We want to reclaim spaces that are deemed mundane, as sites of heritage. Bedrooms, kitchens, toilets, gardens, nature, streets, classrooms, all hold special significance to how we understand and corporeally experience menstrual cycles. The savoir-faire around menstrual cycles is most often transmitted in these spaces, and this transmission influences a new generation’s ways of performing or performativity and approaches around this topic. This know-how is often transmitted orally, and today, in modern times, perhaps through new books aimed for youth, or social media. We inherit mentalities anchored in contexts, actions or one could say movements associated with menstruation and related objects, and interpretation of menstrual cycles through explicit transmission as well observation of gendered actions.
Heritage is a term that carries many meanings and connotations. Here are a couple of definitions that sparked some thoughts that propelled my thinking for this project.
The concept of Site is highly relevant to our performance since it is site-specific in its ideation but due to the fact that the performative actions and knowledge we acquire are specific to rooms, places, and locations. The performance is born from sites such as toilets, bedrooms, cars, gardens, nature and our aim is to perform them in such sites. A website I found particularly helpful as I tried and make sense of my intentions through theory is http://intermsofperformance.site/. Through Joanna Haigood, I thought of sites as places that held traces of memories and events. Through Simon Dove, I thought of Site as a place for which a performance is specifically made. Through Tania El Khoury, I thought of Site as a collaborator, an irreplaceable contributor to our understanding of heritage.

What is the difference between “is” performance and “as” performance? Certain events are performances and other events less so.There are limits to what “is” performance. But just about anything can be studied “as” performance. (Richard Schechner, Performance Studies: An Introduction, pg 30)
To perform is to do
To perform is to behave
To perform is to show
(Barbara Kirshenblatt-Gimblettt, Playing to the Senses: Food as a Performance Medium, pg 1–2)

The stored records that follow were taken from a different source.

PR #38, opened 2018-10-23
JCRVLT-141 Log all activity to debug so that an activity log can be c…

vaibhav2601:
…reated


tripodsan:
please combine with #37

PR #41, opened 2019-03-06
JCRVLT-332 - adding support to JcrPackageRegistry to resolve dependen…

DominikSuess:
…cies from FsPackageRegistry

### DIFF
--- a/vault-core/src/main/java/org/apache/jackrabbit/vault/packaging/registry/impl/JcrPackageRegistry.java
+++ b/vault-core/src/main/java/org/apache/jackrabbit/vault/packaging/registry/impl/JcrPackageRegistry.java
@@ -250,9 +250,7 @@ public class JcrPackageRegistry extends AbstractPackageRegistry {
         try {
             Node node = getPackageNode(id);
             if (node == null && baseRegistry != null) {
-                if (baseRegistry.contains(id)) {
-                    return baseRegistry.open(id);
-                }
+                return baseRegistry.open(id);
             }
             return node == null ? null : new JcrRegisteredPackage(open(node, false));
         } catch (RepositoryException e) {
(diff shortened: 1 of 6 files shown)


vault-core/src/main/java/org/apache/jackrabbit/vault/packaging/registry/impl/JcrPackageRegistry.java
```diff
@@ -115,6 +115,11 @@
      * the package root prefix of the primary root path.
      */
     private final String primaryPackRootPathPrefix;
+    
+    /**
+     * FSPackageRegistry can be registered if present in the system to be able to look up presatisfied dependencies
+     */
+    private FSPackageRegistry fsPackageRegistry = null;
```
tripodsan: does this need to be a `FSPackageRegistry` or could this just be a _base_ or _fallback_ package registry?

```suggestion
    private PackageRegistry baseRegistry = null;
```

vault-core/src/main/java/org/apache/jackrabbit/vault/packaging/registry/impl/JcrPackageRegistry.java
```diff
@@ -241,6 +249,11 @@ public Node getPrimaryPackageRoot(boolean autoCreate) throws RepositoryException
     public RegisteredPackage open(@Nonnull PackageId id) throws IOException {
         try {
             Node node = getPackageNode(id);
+            if (node == null && baseRegistry != null) {
+                if (baseRegistry.contains(id)) {
```
tripodsan: can't this be simplified to just:

```suggestion
                return baseRegistry.open(id)
```

or does it bring additional value to check `contains()` first?

DominikSuess:
public JcrPackage open(Node node, boolean allowInvalid);
won't work as Registry doesn't return a JcrPackage but a RegisteredPackage. Contains I'll be adjusting

DominikSuess:
Pushed requested changes but the open method of JcrPackageRegistry which explicitly opens a JcrPackage which the Registry Interface is not aware of (and in FSRegistry wouldn't exist)

PR #42, opened 2019-03-14
JCRVLT-332 - fixing osgi reference (dynamic reference policy & volati…

DominikSuess:
…le field) to work under production conditions


tripodsan:
thanks...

What about the many performances in everyday life? Playing professional roles, gender and race roles, and shaping one’s identity are not make-believe actions (as playing a role on stage or in a film most probably is).The performances of everyday life ... “make belief”– create the very social realities they enact. In “make-believe” performances, the distinction between what’s real and what’s pretended is kept clear. (Richard Schechner, Performance Studies: An Introduction, pg 35)

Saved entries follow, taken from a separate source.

PR #43, opened 2019-04-01
JCRVLT-336 - adding support for configuring installationScope for FSP…

DominikSuess:
…ackageRegistry

### DIFF
--- a/vault-core/src/main/java/org/apache/jackrabbit/vault/packaging/registry/impl/FSPackageRegistry.java
+++ b/vault-core/src/main/java/org/apache/jackrabbit/vault/packaging/registry/impl/FSPackageRegistry.java
@@ -116,7 +116,7 @@ public class FSPackageRegistry extends AbstractPackageRegistry {
 
     private File homeDir;
 
-    private String scope;
+    private InstallationScope scope;
 
     private File getHomeDir() {
         return homeDir;
@@ -129,7 +129,7 @@ public class FSPackageRegistry extends AbstractPackageRegistry {
      * @throws IOException If an I/O error occurs.
      */
     public FSPackageRegistry(@Nonnull File homeDir) throws IOException {
-        this(homeDir, InstallationScope.UNSCOPED);
+        this(homeDir, new InstallationScope(InstallationScope.UNSCOPED));
     }
 
     /**
@@ -139,7 +139,7 @@ public class FSPackageRegistry extends AbstractPackageRegistry {
      * @param scope to set a corresponding workspacefilter
      * @throws IOException If an I/O error occurs.
      */
-    public FSPackageRegistry(@Nonnull File homeDir, String scope) throws IOException {
+    public FSPackageRegistry(@Nonnull File homeDir, InstallationScope scope) throws IOException {
         this.homeDir = homeDir;
         this.scope = scope;
         loadPackageCache();
@@ -187,7 +187,7 @@ public class FSPackageRegistry extends AbstractPackageRegistry {
                 homeDir.mkdirs();
             }
         }
-        this.scope = config.scope();
+        this.scope = new InstallationScope(config.scope());
         loadPackageCache();
         log.info("Jackrabbit Filevault FS Package Registry initialized with home location {}", this.homeDir.getPath());
     }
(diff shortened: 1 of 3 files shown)


vault-core/src/main/java/org/apache/jackrabbit/vault/packaging/registry/impl/FSPackageRegistry.java
```diff
@@ -123,7 +129,19 @@ private File getHomeDir() {
...
+    }
+
+    /**
+     * Creates a new FSPackageRegistry based on the given home directory.
+     *
+     * @param homeDir the directory in which packages and their metadata is stored
+     * @param scope to set a corresponding workspacefilter
+     * @throws IOException If an I/O error occurs.
+     */
+    public FSPackageRegistry(@Nonnull File homeDir, String scope) throws IOException {
```
tripodsan: why not use the `InstallationScope` class ?

vault-core/src/main/java/org/apache/jackrabbit/vault/packaging/registry/impl/InstallationScope.java
```diff
@@ -0,0 +1,23 @@
...
+ *
+ * Unless required by applicable law or agreed to in writing, software
+ * distributed under the License is distributed on an "AS IS" BASIS,
+ * WITHOUT WARRANTIES OR CONDITIONS OF ANY KIND, either express or implied.
+ * See the License for the specific language governing permissions and
+ * limitations under the License.
+ */
+package org.apache.jackrabbit.vault.packaging.registry.impl;
+
+public final class InstallationScope {
```
tripodsan: wouldn't a `enum` be better ?

vault-core/src/main/java/org/apache/jackrabbit/vault/packaging/registry/impl/FSPackageRegistry.java
```diff
@@ -112,6 +116,8 @@
 
     private File homeDir;
 
+    private String scope;
```
tripodsan: use `InstallationScope` class

DominikSuess: see comment above.. about to resolve.

vault-core/src/main/java/org/apache/jackrabbit/vault/packaging/registry/impl/InstallationScope.java
DominikSuess: @tripodsan  - actually I started with it but the problem is that there is no static access to the string values of an enum making this unusable for the configuration case - I'll switch that to a normal POJO with constants and getters/setters for a single value so I can use it in the internals to pass not string objects.  Patched now

vault-core/src/main/java/org/apache/jackrabbit/vault/packaging/registry/impl/InstallationScope.java
```diff
@@ -0,0 +1,41 @@
...
+ * distributed under the License is distributed on an "AS IS" BASIS,
+ * WITHOUT WARRANTIES OR CONDITIONS OF ANY KIND, either express or implied.
+ * See the License for the specific language governing permissions and
+ * limitations under the License.
+ */
+package org.apache.jackrabbit.vault.packaging.registry.impl;
+
+import java.util.Arrays;
+
+public class InstallationScope {
```
tripodsan: why not enum?

vault-core/src/main/java/org/apache/jackrabbit/vault/packaging/registry/impl/InstallationScope.java
tripodsan: `InstallationScope.UNSCOPED.name()` ?

DominikSuess: .name() is also not a constant expression (as it may be overridden) - getting corresponding errors.

vault-core/src/main/java/org/apache/jackrabbit/vault/packaging/registry/impl/InstallationScope.java
DominikSuess: @tripodsan  - see above, there is no way to access the values of the enum as a String with a static expression which I need for the annotations at build time.

tripodsan: well, I think that having the benefit of the `enum` throughout the code outweighs to use 3 strings in the config :-)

While thinking about our performance, we found it important to think about 2 ways of framing the term performance-

1. Actions (the doing and behaving) around periods 'as performance'.
2. The performance- it's doing and showing- 'is performance'.

Part of our performance is inspired by actions, or things done that can be seen as performance, or even in some cases as performative. The performance also tries to make visible corporeal experiences of the phases of menstrual cycles through an installation, and give ethnographic accounts of hormonal cycle related experiences through cinetracts.